Saturday, May 28, 2011

Forever Daisy

Dear Daisy,

Yup, i'm right. I'm having the darn cough again. Not so cool but at least i get to eat porridge. Unfortunately it was cooked by me. So, the feeling of getting well is not cool. That happens a lot ever since i started all of this. I'm not whining but i just want to be pampered once in a while. Escaping the ear from all the crying and shouting and releasing myself from the chore that i have done so far. Speaking about that, the house is dirty. The floor. That's what i meant. Ever since i've been feeling unwell, i too tired to sweep the floor and keep it clean. Not to mention, i have another one to take care off. My dad is here as well.

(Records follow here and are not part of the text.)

PR #1021, opened 2026-01-21
tinycompress: install compress_ops.h as public header

mpratyus:
Add a patch to install compress_ops.h as a public header for tinycompress, and update the recipe to apply it.

This is required for users that need access to compress_ops from external components.

Upstream-Status: submitted


kraj:
installed with def8784b1d4c9ae6275de0b49f4154cc5756095d

PR #1026, opened 2026-02-09
rocksdb: support pkg-config based zstd detection

flowergom:
In Yocto builds, zstd is built via Makefile and does not install CMake package configuration files. 
As a result, Findzstd.cmake fails to detect ZSTD_INCLUDE_DIRS.
Add pkg-config based detection as a fallback to properly locate zstd headers and libraries.

fix error:
|   Could NOT find zstd (missing: ZSTD_INCLUDE_DIRS)
| Call Stack (most recent call first):

Upstream-Status: Submitted [https://github.com/facebook/rocksdb/pull/14308]


kraj:
applied with bf898320ec to master

PR #1037, opened 2026-04-01
networkmanager: enable modemmanager support for 'phone' devices

asusmith-qti:
Enable ModemManager in NetworkManager when the 'phone' MACHINE_FEATURE is enabled.


meta-networking/recipes-connectivity/networkmanager/networkmanager_%.bbappend
```diff
@@ -0,0 +1 @@
+PACKAGECONFIG:append:qcom = " ${@bb.utils.contains('MACHINE_FEATURES', 'phone', ' modemmanager ', '', d)}"
```
anujm1: `:qcom` override is not needed here. bbappend is not needed for this layer. Please send patch to mailing list.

So that is why I feel more weaker. I'm not complaining of him being here. Actually, i'm a bit glad as well but i don't really know how to take of my dad. I rarely talked to him and making food for him is quite a burden for me. He's a food critique, that's one thing and the other thing is his diet need to be consistent since he's not in good health like he used to be. So that is why i'm having headache trying to think what should i cook for him and what is good for him. My taste of food is differ from him. I have a limited recipe in my head and the kitchen is not inspiring and what's more i have a different taste. I'm trying to solve this problem and become a versatile cooker from now on. That is my resolution.
 Tomorrow, i don't really know if i want to wake up early or not. I just got paid and my evil headed has already been working a plan. I didn't know i could be a shopaholic at the same time. I'm already planning to buy 2 sandals online and then buy another one from the shop, if i could find something nice. Then i feel like wanting to buy novels again. One of my dream is to have a mini library in own place. But come to think of it Daisy, i think i should save money from now on. I want to buy a house for myself. So, i might be getting myself a decent job beside this and start putting guts into myself so that i can drive without any fear. I need to practice on the parking. It's pretty scary. If i'm scratching my own car, i don't mind a bit but if it involve other car it's a pain in the neck. I hate complicated matter. Well, that was just a planned or maybe a recommendation. Not sure which is which. My heart still wavers here and there when it comes to working under people's rule and observation. What happen to my dreams? The whole business thing is still under progressed. I won't elaborate more on this due to certain circumstances. Anyway, that's all for now Daisy. Until then my forever Daisy.